I know what you’ll say next, and you’re probably right. “Well bully for you. My (insert component name here) doesn’t work and there’s no help on the forums and you guys all SUXXORz and Ubuntu does too and I’m going back to WinXP while I wait for Fedora 13 with USB hair dryer support.”

Okay, it’s true. The machines I used are not very new (they’re the Sotec before it quit, the Inspiron and the Pavilion, if you want to know specs). The “freshest” is already about four years old. There’s nothing that even approaches a dual core in there, and the best video hardware I’ve tested thus far has been that 200M I mentioned already. I don’t ride cutting edge, and that’s by choice.

But I’m not just talking about hardware compatibility. I’m talking about ease of use, preprogrammed user-friendliness (like command-not-found, which is sometimes annoying but for the most part a nice touch), accessibility and automation of routine tasks. So many things that were relegated to the command line two years ago are now accessible from two-click menus. You want an example? In the old days if you wanted to switch servers for repositories, you had to edit sources.list by hand to select a different one. Now? You pick it from a nifty list of options, all nested in a wonderful array categorized by nation.

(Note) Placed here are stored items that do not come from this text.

PR #621, opened 2019-09-05
Plugin has access to installed pkgs in transaction hook RhBug:1650446

kontura:


dnf-behave-tests/features/plugin-api.feature
```diff
@@ -0,0 +1,35 @@
+Feature: Plugin API
+
+
+Background:
+Given I do not disable plugins
+Given I do not set config file
+  And I create and substitute file "/etc/dnf/dnf.conf" with
```
lukash: A nitpick (or, a rant, really, why isn't there just one syntax to do it):
```
Given a
Given b
Given c
```
or
```
Given a
  And b
  And c
```

dnf-behave-tests/features/plugin-api.feature
```diff
@@ -0,0 +1,35 @@
...
+        downloads = self.base.transaction.install_set
+        for pkg in downloads:
+            print("Plugin has access to installed pkg: " +
+                   pkg.name + "+" + pkg.version + "+" + pkg.release + "+" + pkg.arch)
+
+  """
+  And I use the repository "dnf-ci-fedora"
+ When I execute dnf with args "install setup filesystem"
+ Then stdout contains "Plugin has access to installed pkg: setup\+2.12.1\+1.fc29\+noarch"
+ Then stdout contains "Plugin has access to installed pkg: filesystem\+3.9\+2.fc29\+x86_64"
```
lukash: Sorry about being so insistent... but exact match should be no problem here?

kontura: :-) I think its actually the same scenario, the plugin transaction hook triggers right after the transaction and therefore it prints the messages in the middle of the standard dnf install output.

dnf-behave-tests/features/plugin-api.feature
kontura: updated, thanks

dnf-behave-tests/features/plugin-api.feature
lukash: Oh, gosh darn it :slightly_smiling_face:

PR #625, opened 2019-09-11
Test that upgrade does not take build times into account

m-blaha:
https://bugzilla.redhat.com/show_bug.cgi?id=1728252


lukash:
Nice test :slightly_smiling_face:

My hat is off. Ubuntu has come to a point where the things that irritated or annoyed me the most — and that statement does include hardware compatibility — are gone or smoothed over to where I don’t notice them any more. There will always be rough spots, or hardware that doesn’t work quite right. But from where I stand, the fun, beautiful and easy-to-use Linux system I wanted two years ago … arrived last week.